The site for the Domain Winter-gardens was chosen to build on to commemorate the Auckland Industrial, Agricultural and Mining Exhibition 1913-14.

Cat statue:

“The original plans for the courtyard area were drawn up by architects Gummer and Ford, and there was to have been a bear at the top of the pillar instead of a cat.

However, one of the decision-makers (it may have been William Gummer himself) was an anti-socialist and thought that, as a bear symbolised Russia and therefore socialism, he would change the statue to a cat.

A story in the Auckland Star of February 4, 1976, provides the second version. Sybil Dibble told the paper the statue was the King of the Cats.

“With his upstretched paw he is appealing to the King of the Birds to stop the incessant war between cats and birds.” – https://www.nzherald.co.nz/nz/ask-phoebe-cat-statue-two-tales/H75UBF6FXODWLJINTYO5FXYVBE/

Origin of the statues:

The statutory was added in 1920-30s by local business man William Elliot.

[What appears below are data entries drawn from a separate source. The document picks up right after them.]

PR #464, opened 2025-01-23
Add a generic version of `scalbn`

tgross35:
This replaces the `f32` and `f64` versions of `scalbn` and `ldexp`.


tgross35:
This does not yet work for `f16` or `f128`, so splitting off from https://github.com/rust-lang/libm/pull/391.

tgross35:
No change for `scalbn`, slight 3% icount regression for `scalbnf`. This is tolerable.

PR #469, opened 2025-01-24
Add `fmodf16` and `fmodf128`

tgross35:


tgross35:
`fmodf128` seems to be unbearably slow (as in, the slowest thing we test) so I am splitting that off until I can look into it further https://github.com/rust-lang/libm/pull/470.

src/math/generic/fmod.rs
```diff
@@ -0,0 +1,84 @@
...
+    if ix << 1 <= iy << 1 {
+        if ix << 1 == iy << 1 {
+            return F::ZERO * x;
+        }
+        return x;
+    }
+
+    /* normalize x and y */
+    if ex == 0 {
+        let i = ix << F::EXP_BITS;
```
sjrd, line 29: I think this was mistranslated from the previous loop. It fails to account for the sign bit. I believe it should be
```suggestion
        let i = ix << (F::EXP_BITS + 1);
```
I discovered this because I translated this implementation to Wasm by hand for use in the Scala.js-to-Wasm backend:
https://github.com/scala-js/scala-js/pull/5147
My test cases with subnormals failed with the formula as is, but do pass with the added `+ 1`.

src/math/generic/fmod.rs
```diff
@@ -0,0 +1,84 @@
...
+        ex -= i.leading_zeros() as i32;
+        ix <<= -ex + 1;
+    } else {
+        ix &= F::Int::MAX >> F::EXP_BITS;
```
sjrd, line 33: There is something similar here. I believe the *intent* was also to have the `+ 1` :
```suggestion
        ix &= F::Int::MAX >> (F::EXP_BITS + 1);
```
However in this branch, it doesn't make any difference. The only bit for which it can change the result is anyway or'ed back to 1 on the very next line. But it seems more clearly correct with the `+ 1`, as it then creates a mask that exactly matches the mantissa bits, rather than "the mantissa bits plus arbitrarily the low-order bit of the exponent".

src/math/generic/fmod.rs
tgross35: Thanks for finding this, I think you are correct. I'll make sure the failures get tested with the fix. I'll double check with all the cases from https://github.com/scala-js/scala-js/pull/5147, but do you happen to know off the top of your head which ones failed?

sjrd: Among the tests I wrote, the following fail without the `+ 1`s.

Tests are `test(expectedResult, x, y)`:

For `Double` (binary64):
```
test(2.0696e-320, 2.1, 3.123e-320)
test(1.772535e-318, 2.1, 2.253547e-318)
```
For `Float` (binary32):
```
test(8.085e-42f, 2.1f, 8.858e-42f)
test(6.1636e-40f, 2.1f, 6.39164e-40f)
test(4.77036e-40f, 5.5f, 6.39164e-40f)
test(-5.64734e-40f, -151.189f, 6.39164e-40f)
```
Basically they're cases where `x` is a normal but `y` is a subnormal. If they're both subnormals, the two errors "cancel out". And if `x` is a subnormal but `y` is a normal, then `x < y` and so the earlier branch exits early before getting here.

tgross35: Thanks for the detailed info, opened https://github.com/rust-lang/libm/pull/535 to look at this.

PR #473, opened 2025-01-24
Split a redundant condition in `fmod`

tgross35:
`i >> n == 0` implies `i == 0` so we don't need to check both. Breaking this out eliminates two labels and removes a few instructions in `fmod` on my machine.


tgross35:
Interesting, I checked the asm on an aarch64 machine so maybe this makes things worse on x86 (or maybe the visual improvements to assembly didn't actually reduce anything).

Will rerun once we have a f128 baseline.

PR #476, opened 2025-01-25
Remove `#[allow(...)]` attributes that are no longer needed

tgross35:


tgross35:
Looks like there is still a lot that we don't yet use.

PR #479, opened 2025-01-25
Rework the available Cargo profiles

tgross35:
Currently the default release profile enables LTO and single CGU builds, which is very slow. Most tests are better run with optimizations enabled since it allows testing a much larger number of inputs, so it is inconvenient that building can sometimes take significantly longer than the tests.

Remedy this by doing the following:

* Move the existing `release` profile to `release-opt`.
* With the above, the default `release` profile is untouched (16 CGUs and thin local LTO).
* `release-checked` inherits `release`, so no LTO or single CGU.

This means that the simple `cargo test --release` becomes much faster for local development. We are able to enable the other profiles as needed in CI.

Tests should ideally still be run with `--profile release-checked` to ensure there are no debug assetions or unexpected wrapping math hit.

`no-panic` still needs a single CGU, so must be run with `--profile release-opt`. Since it is not possible to detect CGU or profilel configuration from within build scripts, the `ENSURE_NO_PANIC` environment variable must now always be set.

ci: allow-regressions

### DIFF
--- a/Cargo.toml
+++ b/Cargo.toml
@@ -61,18 +61,20 @@ exclude = [
 [dev-dependencies]
 no-panic = "0.1.33"
 
-[profile.release]
-# Options for no-panic to correctly detect the lack of panics
-codegen-units = 1
-lto = "fat"
+# The default release profile is unchanged.
 
 # Release mode with debug assertions
 [profile.release-checked]
-codegen-units = 1
-debug-assertions = true
 inherits = "release"
-lto = "fat"
+debug-assertions = true
 overflow-checks = true
+
+# Release with maximum optimizations, which is very slow to build. This is also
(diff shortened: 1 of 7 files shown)


tgross35:
CI time is consistent, the wins from not LTOing every test probably washes out with whatever performance gain there could have been.

tgross35:
Intereesting that the sanity check failed here, I will update with your suggestion when I get the chance. The random tests occasionally fail for atan2 and the bessel functions, but I never checked to see if it was reproducible.

tgross35:
CI on some other platforms is now stopping at https://github.com/rust-lang/rust/issues/136096. I will just wait for https://github.com/rust-lang/rust/pull/136098 to land.

PR #482, opened 2025-01-28
Test whether core-math can be built on more platforms

tgross35:
We can't build easily build musl or MPFR on Windows or a few other platforms. Maybe core-math is easier to build.


tgross35:
Looks like `__int128` support plus some `printf` differences on Windows mean this might not be any easier.

PR #483, opened 2025-01-28
Add support for printing hex float syntax

tgross35:
Update the `hf*` functions to be able to parse infinities and NANs, then add a wrapper type that formats with the hex float syntax.

For now this is only being used in `util`, but in a followup I will somehow merge this into the existing `Hex` trait so this is displayed from test output.

### DIFF
--- a/src/math/support/hex_float.rs
+++ b/src/math/support/hex_float.rs
@@ -2,7 +2,9 @@
 
 #![allow(dead_code)] // FIXME: remove once this gets used
 
-use super::{f32_from_bits, f64_from_bits};
+use core::fmt;
+
+use super::{Float, f32_from_bits, f64_from_bits};
 
 /// Construct a 16-bit float from hex float representation (C-style)
 #[cfg(f16_enabled)]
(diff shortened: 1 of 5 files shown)


tgross35:
Cc @quaternic, more parsing and printing

tgross35:
Looks like indicatif needs a temporary pin https://github.com/rust-lang/libm/pull/484

src/math/support/hex_float.rs
```diff
@@ -2,41 +2,47 @@
...
 #[cfg(f128_enabled)]
 pub const fn hf128(s: &str) -> f128 {
-    f128::from_bits(parse_any(s, 128, 112))
+    f128::from_bits(parse_any(s, 128, 112, f128::NAN.to_bits()))
 }
 
-const fn parse_any(s: &str, bits: u32, sig_bits: u32) -> u128 {
+/// Parse any float from hex to its bitwise representation.
+///
+/// `nan_repr` is passed rather than constructed so the platform-specific NaN is returned.
```
quaternic, line 31: Is it necessary to return specifically `fN::NAN`? Rather than, say, the quiet NaN with 0 payload.

tgross35: I had this for bitwise equality at some point, but I since removed that path. I'll clean this up.

crates/libm-test/src/num.rs
```diff
@@ -267,6 +268,106 @@ pub fn linear_ints(
...
+    // The width is rounded up to the nearest char (4 bits)
+    let mwidth = (F::SIG_BITS as usize + 3) / 4;
+    let leading = if exponent == -bias {
+        // subnormal number means we shift our output by 1 bit.
+        exponent += 1;
+        "0."
+    } else {
+        "1."
+    };
+    let exp_sign = if exponent >= 0 { "+" } else { "" };
```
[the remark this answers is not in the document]
tgross35: 🤯 I don't think I ever knew about that option, thanks

src/math/support/hex_float.rs
tgross35: Removed. I also moved the new struct to `hex_float` so it is usable for debug printing within `libm`.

Who designed the statuary what does it represent?

Meanings of plants – any interesting parallels?

Readings:

Read the transparency paper

Research and then ask the next question. Become more particular.

Food:

Marije Vogelzang Food Artist – i really like grazing city scapes, feed love tokyo, connection dinner

What is the setting? picnic, formal dinner, mingling, big small,

What is the food? culture, how its eatin, how its displayed

Social context? covid, germs, sharing, history, culture

How do people eat in different spaces, cultures? pace, company, setting

Cultural holidays?

Before Monday:

Identify five keywords that highlight particular areas of interest for you related to your research on the site and its social and historical contexts.

  1. Zoo – a collection of exotic things to be admired
  2. Sanctuary – a place to escape, to experience something out of the normal
  3. Synthetic – An unnatural environment created to showcase nature
  4. Orderly – The winter gardens design is very organised and symmetrical lends itself to the theme of control
  5. Beautiful – there is magical beauty about the gardens

Share some visual representations of the site that you have produced (you can use a wide range of media to do this:

Initial sketches exploring the site.

A page of my initial musings towards the site. Noting shapes, patterns, textures.

Collage of the aerial view, external elevation view and, interior perspective.

With this layering of images I wanted to identify the symmetries of the site in a wider context.

Collage of site Motifs

With this collage I was exploring the repeating motifs that occur throughout the site. Circles, grid lines, symmetry, order, chaos, boundaries, the partnership between man made and the wild.